Comment conjuguer le verbe connaître au futur simple ?

Au futur simple, connaître se conjugue sur le radical connaîtr- : je connaîtrai, tu connaîtras, il connaîtra, nous connaîtrons, vous connaîtrez, ils connaîtront. Le point à surveiller est l’accent circonflexe sur le i du radical. En révision, je conseille de mémoriser toute la série d’un bloc, car elle est très régulière.

Comment conjuguer le verbe savoir ?

Le verbe savoir est irrégulier. Au présent : je sais, tu sais, il sait, nous savons, vous savez, ils savent. À l’imparfait : je savais, tu savais, il savait, nous savions, vous saviez, ils savaient. Au futur : je saurai, tu sauras, il saura, nous saurons, vous saurez, ils sauront. Il faut bien distinguer savoir et connaître selon le sens.

Comment conjuguer le verbe connaître ?

Connaître est un verbe du troisième groupe. Au présent : je connais, tu connais, il connaît, nous connaissons, vous connaissez, ils connaissent. Au passé composé : j’ai connu. À l’imparfait : je connaissais. Au futur : je connaîtrai. Le meilleur réflexe est de repérer les formes avec accent circonflexe et celles en -ss- comme nous connaissons.

Comment conjuguer le verbe connaître à l'imparfait ?

À l’imparfait, connaître se forme sur le radical de nous connaissons, donc connaiss-. On obtient : je connaissais, tu connaissais, il connaissait, nous connaissions, vous connaissiez, ils connaissaient. C’est une conjugaison rentable à apprendre, car elle est régulière une fois le radical trouvé. L’erreur fréquente est d’oublier le groupe -ss-.

Comment écrire il connaît ?

On écrit « il connaît » avec un accent circonflexe sur le i : connaît. C’est la forme du présent de l’indicatif, troisième personne du singulier du verbe connaître. Exemple : « Il connaît son cours ». En pratique, je conseille de vérifier ce mot comme un point de contrôle, car l’oubli de l’accent est très fréquent.

Quel est le participe présent du verbe connaître ?
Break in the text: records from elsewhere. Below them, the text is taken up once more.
PR #250, opened 2016-01-07
Fix cmposes/{compose_id}/rpm-mapping/{package}] return error if 'acti…

ycheng-aa:
…on' is invalid

Fix cmposes/{compose_id}/rpm-mapping/{package}] return error if
'action' value is invalid.

JIRA: 1271

### DIFF
--- a/pdc/apps/compose/models.py
+++ b/pdc/apps/compose/models.py
@@ -500,6 +500,8 @@ class OverrideRPM(models.Model):
                 orpm.include = not data['include']
                 orpm.save()
                 new_val = orpm.export()
+        else:
+            raise ValueError("action should only be 'create' or 'delete'")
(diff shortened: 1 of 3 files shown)


simozhan:
it should be better if there is a test case.

ycheng-aa:
@simozhan Thanks for the careful review. This is the bug we discussed in planning meeting and we agreed test is not necessary for this one. Also estimated it according to it.

simozhan:
maybe i misunderstood something, but if no test case, this case will not be covered and our coverage will decrease, right

ycheng-aa:
Sounds reasonable. Added test in f0df0f7a15fb2c4. Thanks.

simozhan:
:+1:

bliuredhat:
:+1:

PR #251, opened 2016-01-11
Add error info when input error para

bliuredhat:
This patch will add error info when Source_release or Target_release
is not existed. And then, update the decription in webUI.

JIRA:PDC-1204


bliuredhat:
@ycheng-aa ,@simo, @lubomir ; please help to review this patch.

lubomir:
Generally looks good. I would maybe change the error messages to actually include the incorrect value: "Source release %s does not exist." or something like that.

bliuredhat:
@lubomir ; thank you; your suggestion is good~!

simozhan:
Good for me

PR #252, opened 2016-01-11
Try to improve composes list performance.

ycheng-aa:
1. Get compose to Sigkeys' key_id mapping wholly instead of
   one by one.
2. Use select_related in some places to reduce DB access.

JIRA: PDC-1254

### DIFF
--- a/pdc/apps/compose/models.py
+++ b/pdc/apps/compose/models.py
@@ -87,10 +87,14 @@ class Compose(models.Model):
         """
         sigkeys = common_models.SigKey.objects.filter(composerpm__variant_arch__variant__compose=self).distinct()
         result = sorted([i.key_id for i in sigkeys])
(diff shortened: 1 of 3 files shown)


simozhan:
Is it ok to use https://docs.djangoproject.com/en/1.9/ref/utils/#django.utils.functional.cached_property
on def sigkeys(self):
Actually i haven't tried it whether it can improve performance or not, just want to give more ways.

ycheng-aa:
Thanks a lot. It is a pretty useful trick. For sigkeys cache, I found get sigkey once for a compose is very expensive. I just tried to fetch all  compose-sigkeys mapping in several DB queries and cache it. For this particular purpose, maybe don't have to use  cached_property here. This is definitely useful new knowledge for me. I will check again if I can use it in this task. Thanks.

simozhan:
Ok. The point is you cache all compose-sigkeys mapping. That sounds reasonable. :+1:

bliuredhat:
:+1:

PR #255, opened 2016-01-14
Improve output when successfully import files composeinfo.json/rpm-manifest.json/image-manifest.json

simozhan:
1. Return count of the images/rpms when importing image-manifes and rpm-manifest.
2. Return url when importing release from composeinfo.json

JIRA: PDC-1268

### DIFF
--- a/pdc/apps/compose/lib.py
+++ b/pdc/apps/compose/lib.py
@@ -169,6 +169,8 @@ def compose__import_rpms(request, release_id, composeinfo, rpm_manifest):
                               'num_linked_rpms': imported_rpms,
                           }))
 
+    return compose_obj.compose_id, imported_rpms
+
 
 @transaction.atomic
 def compose__import_images(request, release_id, composeinfo, image_manifest):
@@ -249,6 +251,8 @@ def compose__import_images(request, release_id, composeinfo, image_manifest):
                               'compose': compose_obj.compose_id,
                               'num_linked_images': imported_images,
                           }))
+
+    return compose_obj.compose_id, imported_images
 
 
 def _find_composes_srpm_name_with_rpm_nvr(nvr):
--- a/pdc/apps/compose/tests.py
+++ b/pdc/apps/compose/tests.py
@@ -734,12 +734,23 @@ class ComposeRPMViewAPITestCase(TestCaseWithChangeSetMixin, APITestCase):
                                      'composeinfo': self.compose_info},
                                     format='json')
         self.assertEqual(response.status_code, status.HTTP_201_CREATED)
+        self.assertEqual(response.data.get('compose'), 'TP-1.0-20150310.0')
+        self.assertEqual(response.data.get('imported rpms'), 6)
         self.assertNumChanges([11, 5])
         self.assertEqual(models.ComposeRPM.objects.count(), 6)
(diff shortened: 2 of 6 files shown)


pdc/apps/compose/lib.py
```diff
@@ -55,6 +56,9 @@ def insert_compose_rpms_if_nonexist(compose_rpms_in_db, cursor,
                                       sigkey_id,
                                       path_id)
         compose_rpms_in_db.add(key)
+        inserted = True
+
+    return inserted
```
ycheng-aa: How about here return False and line 59 return True, then don't have to use inserted.

pdc/apps/compose/lib.py
```diff
@@ -149,25 +153,29 @@ def compose__import_rpms(request, release_id, composeinfo, rpm_manifest):
...
                     content_category = rpm_data["category"]
                     content_category_id = repository_models.ContentCategory.get_cached_id(content_category)
-                    insert_compose_rpms_if_nonexist(compose_rpms_in_db, cursor,
-                                                    var_arch_obj.id, rpm_id,
-                                                    content_category_id, sigkey_id, path_id)
+                    inserted = insert_compose_rpms_if_nonexist(compose_rpms_in_db, cursor,
+                                                               var_arch_obj.id, rpm_id,
+                                                               content_category_id, sigkey_id, path_id)
+                    if inserted:
+                        imported_rpms += 1
```
ycheng-aa: Minor thing. Maybe it could 
if insert_compose_rpms_if_nonexist(compose_rpms_in_db, cursor,
                                                              var_arch_obj.id, rpm_id,
                                                               content_category_id, sigkey_id, path_id):
     imported_rpms += 1

ycheng-aa:
Generally looks good for me. A few minor things.

bliuredhat:
:+1

lubomir:
The improved responses look good to me. I would maybe even simplify it and always return the same object, even with 0 imported things.

simozhan:
@lubomir do you mean if the user imported the same file the second time, we return the same result as the first time. for example {"compose_id": "RHELXXXX", "imported rpms": 68330}. i am happy with this as well. how about the status code? HTTP_201_CREATED for all or HTTP_201_CREATED for first time, HTTP_200_OK for second time. i don't have strong opinion. Any one should be ok for me

simozhan:
@lubomir i think this patch is simpler. i bring back the notice changlog because i think it is reasonable to add a "notice" when importing rpms or images even though no real rpms imported.

lubomir:
I think the correct counting is good.

What I meant was that in the viewset, the response should always contain the object `{"compose": "XXX", "imported rpms": Y}` even if Y=0. This is for the user who called the import, so that they know what happened.

In the changelog, inserting a notice that says nothing happened does not seem that useful, so I would prefer previous version, i.e. only insert notice if count > 0.

I'm sorry for the confusion.

simozhan:
It is ok. no confusion for me :)
I am just thinking maybe the user will think it is weird if they can get response {"compose": "XXX", "imported rpms": Y}, but no changelog. so i keep the notice changelog, although it doesn't include other meaningful changes

lubomir:
Ok then. :+1:

PR #258, opened 2016-01-18
Add response info for composes/{compose_id}/rpm-mapping/{package}

bliuredhat:
JIRA:PDC-1257


simozhan:
:+1:

pdc/apps/compose/views.py
```diff
@@ -813,6 +813,17 @@ def update(self, request, **kwargs):
         """
         __URL__: $LINK:composerpmmapping-detail:compose_id:package$
 
+        __Data__:
+            {
+                Variants:{
+                    archs:{
```
ycheng-aa: It looks like the indent is not very inconsistent with other APIs.

PR #261, opened 2016-01-20
Provide a response header field name "PDC-Warning"

ycheng-aa:
Warning could be put into this field. Currently, it is
added into the response from NoEmptyPatchMixin when
patch or update with empty data.

JIRA: PDC-1283

### DIFF
--- a/pdc/apps/common/constants.py
+++ b/pdc/apps/common/constants.py
@@ -18,3 +18,6 @@ DEVEL_CONTACT = 'Devel_Owner'
 
 # Arch type
 ARCH_SRC = 'src'
+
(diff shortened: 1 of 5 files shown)


simozhan:
looks good to me.

ycheng-aa:
I will change the PDC-Warning to pdc-warning in commit message title in final rebase.

lubomir:
I think this is good. I have no preference over lower- or upper-case, as HTTP headers are case insensitive ([RFC 2616](https://www.w3.org/Protocols/rfc2616/rfc2616-sec4.html#sec4.2)).

simozhan:
:+1:

PR #262, opened 2016-01-21
Add optional "built-for-release" field in rpms resource

ycheng-aa:
JIRA: PDC-818

### DIFF
--- a/pdc/apps/package/models.py
+++ b/pdc/apps/package/models.py
@@ -27,6 +27,7 @@ class RPM(models.Model):
     release             = models.CharField(max_length=200, db_index=True)
     arch                = models.CharField(max_length=200, db_index=True)  # nosrc
     srpm_name           = models.CharField(max_length=200, db_index=True)  # package (name of srpm)
+    built_for_release   = models.ForeignKey('release.Release', null=True, blank=True)
     srpm_nevra          = models.CharField(max_length=200, null=True, blank=True, db_index=True)
     # Well behaved filenames are unique, but that is enforced by having unique NVRA.
     filename            = models.CharField(max_length=4096)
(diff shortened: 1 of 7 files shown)


simozhan:
Generally looks good to me. just some naming maybe we can't export to outside.

pdc/apps/package/models.py
```diff
@@ -27,6 +27,7 @@ class RPM(models.Model):
     release             = models.CharField(max_length=200, db_index=True)
     arch                = models.CharField(max_length=200, db_index=True)  # nosrc
     srpm_name           = models.CharField(max_length=200, db_index=True)  # package (name of srpm)
+    koji_build_target   = models.CharField(max_length=200, null=True, blank=True, db_index=True)
```
dmach: I don't think this field belongs here.
PDC should be about *metadata* storage.
It shouldn't refer to any systems or services (with the exception of bindings).
I propose to move this field outside RPM model to some external module or extension and map it via OneToOne relation.

dmach: Actually, if you want to track "RPM was built in a release" relation,
why don't you add a RPM.built_for_release = ForeignKey(Release, null=True, blank=True) field?

That's something completely unrelated to infrastructure and it's up to an external script / user to provide the correct data.

ycheng-aa: As @sochotnicky explained in JIRA, it looks can't use built_for_release. If one koji build target is corresponding to one rpm and currently is not used by other models, it is much simplier just add a char field. 
Even move this field outside RPM model to some external module, is it still in PDC? If so, I don't quite understand why this follows the "PDC should be about metadata storage" rule.

dmach: What if I want to use PDC without koji? How can I map builds to releases then?

Or how to deal with several koji instances?
For example Fedora uses primary koji and secondary-arch koji.
Then this field is useless, because PDC knows nothing about koji instances and this field refers to generic koji.

I'd rather create a relation and let someone/something outside PDC decide how builds map to releases.

ycheng-aa: RPM has linked_releases  
 linked_releases     = models.ManyToManyField('release.Release', related_name='linked_rpms')
Is it what you want?

ycheng-aa: This task's AC has been changed. I will follow the new AC to implement it. Thanks for the discussion.

bliuredhat:
looks good for me~:+1:

simozhan:
looks good for me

Le participe présent du verbe connaître est connaissant. Exemple : « En connaissant mieux la méthode, il progresse ». Il se forme à partir de la base de nous connaissons. Attention à ne pas le confondre avec l’adjectif verbal dans d’autres verbes. Ici, la forme utile à retenir est simple : connaissant, avec -ss-.

Comment connaître imparfait ?

Si la question porte sur l’imparfait de connaître, la série correcte est : je connaissais, tu connaissais, il connaissait, nous connaissions, vous connaissiez, ils connaissaient. La méthode la plus fiable consiste à partir de « nous connaissons », retirer -ons, puis ajouter les terminaisons de l’imparfait. C’est rapide et très efficace en contrôle.

Si votre objectif est l’efficacité, retenez d’abord le noyau rentable : connais, connaît, connaissons, connaissais, connaîtrai, ai connu, connu. C’est ce paquet minimal qui couvre l’essentiel des usages scolaires. Ensuite seulement, élargissez aux temps moins fréquents. Pour réviser intelligemment, testez-vous sur les confusions réelles — connais/connaît, connu/connaît, savoir/connaître — puis corrigez immédiatement : c’est là que les points se gagnent.